WHAT IS BEING ASKED »
After locating the line that contains "- Music videos" in the data below, set down exactly that line and each one after it through the line that contains "I’m open to", and nothing more.

SOURCE RECORDS »

Issue #3300, opened 2022-01-06
Download Action on "Additional Parts" list container in mobile web view


biojet1:
In Mobile web view there is no way you can download videos inside the "**Additional Parts**" list container.
I see only **Play**, **Watched**, **Favorite** buttons.
I can't access the context menu, where you can click the **Download** button.

Where in the source I can add that functionality?

PR #8328, opened 2026-08-05
default overlayMoreButton for mobile cards

BotBlake:
### Changes

Users have requested both the Download on `Additional Parts` and on `special features`.
This PR changes the default card options for `getVideosHtml` to set enable `overlayMoreButton`.
How I see  it, the cardBuilder exclusively uses `options.overlayMoreButton` for mobile layout, so setting it to true will not affect TV or desktop layouts.

I decided to directly modify the `getVideosHtml` instead of only the card options for both `specialsContent` and `additionalPartsContent`, necause `getVideosHtml` seems to be only used 3 times:
- `specialsContent`
- `additionalPartsContent`
- `musicVideosContent`

In my opinion it is sensible to just modify the default, especially since I see no reason not to allow downloading of Music Videos on mobile too.

I am aware this DOES remove the `overlayPlayButton` from those types of mini-cards, however since it is not needed this should be fine. If the UX now is "too akward", I guess enabling `centerPlayButton` would be a ?good? alternative?

Anyways...

| Before | After |
| - | - |
| grafik | grafik |

### Issues

Should fix:
- [Download Action on "Additional Parts" list container in mobile web view](https://github.com/jellyfin/jellyfin-web/issues/3300)
- [download of special features](https://github.com/jellyfin/jellyfin-android/issues/636)

### Code assistance

ChatGPT was used to find alternative solutions. However it just suggested garbage and its output was not used.

---

* [X] I have verified that this is not duplicating changes in an existing PR. (At least couldn't find one)
* [ ] I have provided a *substantive* review of [another web PR](https://github.com/jellyfin/jellyfin-web/pulls?q=is%3Apr+is%3Aopen+-label%3Adependencies+-label%3Ablocked+-label%3Abackend+-label%3Ainvalid+-label%3A"merge+conflict"+-label%3Astale+-author%3A%40me). (I wish I could :moyai: )

### DIFF
--- a/src/apps/legacy/controllers/itemDetails/index.js
+++ b/src/apps/legacy/controllers/itemDetails/index.js
@@ -1830,7 +1830,8 @@ function getVideosHtml(items) {
         action: 'play',
         overlayText: false,
         centerText: true,
-        showRuntime: true
+        showRuntime: true,
+        overlayMoreButton: true
     });
 }
 


erikbucik:
No, you're not adding a menu button over the thumbnail. 

1. No other card has it, 
2. It's very small, and 
3. The download action is missing here:

Screenshot_20260805-125350

BotBlake:
@erikbucik I think there are a few misunderstandings here.

> 1. No other card has it

`overlayMoreButton` is an existing card-builder option and is already used by multiple card views. The button is only rendered when `layoutManager.mobile` is true, so this does not introduce a new desktop or TV interaction pattern.

This PR enables that existing mobile card control for the three places that use `getVideosHtml`:

- Special features
- Additional parts
- Music videos

So this is not a one-off button being added to a single card type.

> 2. It’s very small

The button uses the existing `cardOverlayButton` class... the same class and sizing used by the play button that was previously displayed in that position. This PR does not introduce a new button size or custom styling.

> 3. The download action is missing here

The menu shown in your screenshot is a different menu. It is not the menu opened by the overlay button added by this PR.



The underlying problem this PR addresses is that users currently cannot access the download action for special features or additional parts in the mobile web layout (and therefore the Android and iOS Mobile Apps). Even if the current placement is considered visually imperfect, not having this button leaves that functionality completely inaccessible.

I’m open to using a different established UI pattern, but it needs to preserve access to the item actions on mobile. Could you clarify which existing component or placement you would prefer for these cards?

There is also a deployed preview attached to the PR, so the actual behavior and menu can be tested directly...

thornbill (approved):
For better or worse this is consistent with other cards in the UI and unblocks functionality for media that currently does not open in a dedicated view (except for maybe music videos).

PR #8329, opened 2026-08-05
add security improvements to npmrc

dkanada:
### Changes

allow-remote: Setting "none" would be better but we have a single remote package. The default on new NPM versions is none so this also fixes installs in modern environments.

ignore-scripts: I ran a search and I don't think any of our dependencies use irregular scripts?

min-release-age: Requires that a package exist for at least two weeks before it can be added to our builds by default.

### Issues

None

### Code Assistance

None

### DIFF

RESPONSE TO THIS EXERCISE »
- Music videos

So this is not a one-off button being added to a single card type.

> 2. It’s very small

The button uses the existing `cardOverlayButton` class... the same class and sizing used by the play button that was previously displayed in that position. This PR does not introduce a new button size or custom styling.

> 3. The download action is missing here

The menu shown in your screenshot is a different menu. It is not the menu opened by the overlay button added by this PR.



The underlying problem this PR addresses is that users currently cannot access the download action for special features or additional parts in the mobile web layout (and therefore the Android and iOS Mobile Apps). Even if the current placement is considered visually imperfect, not having this button leaves that functionality completely inaccessible.

I’m open to using a different established UI pattern, but it needs to preserve access to the item actions on mobile. Could you clarify which existing component or placement you would prefer for these cards?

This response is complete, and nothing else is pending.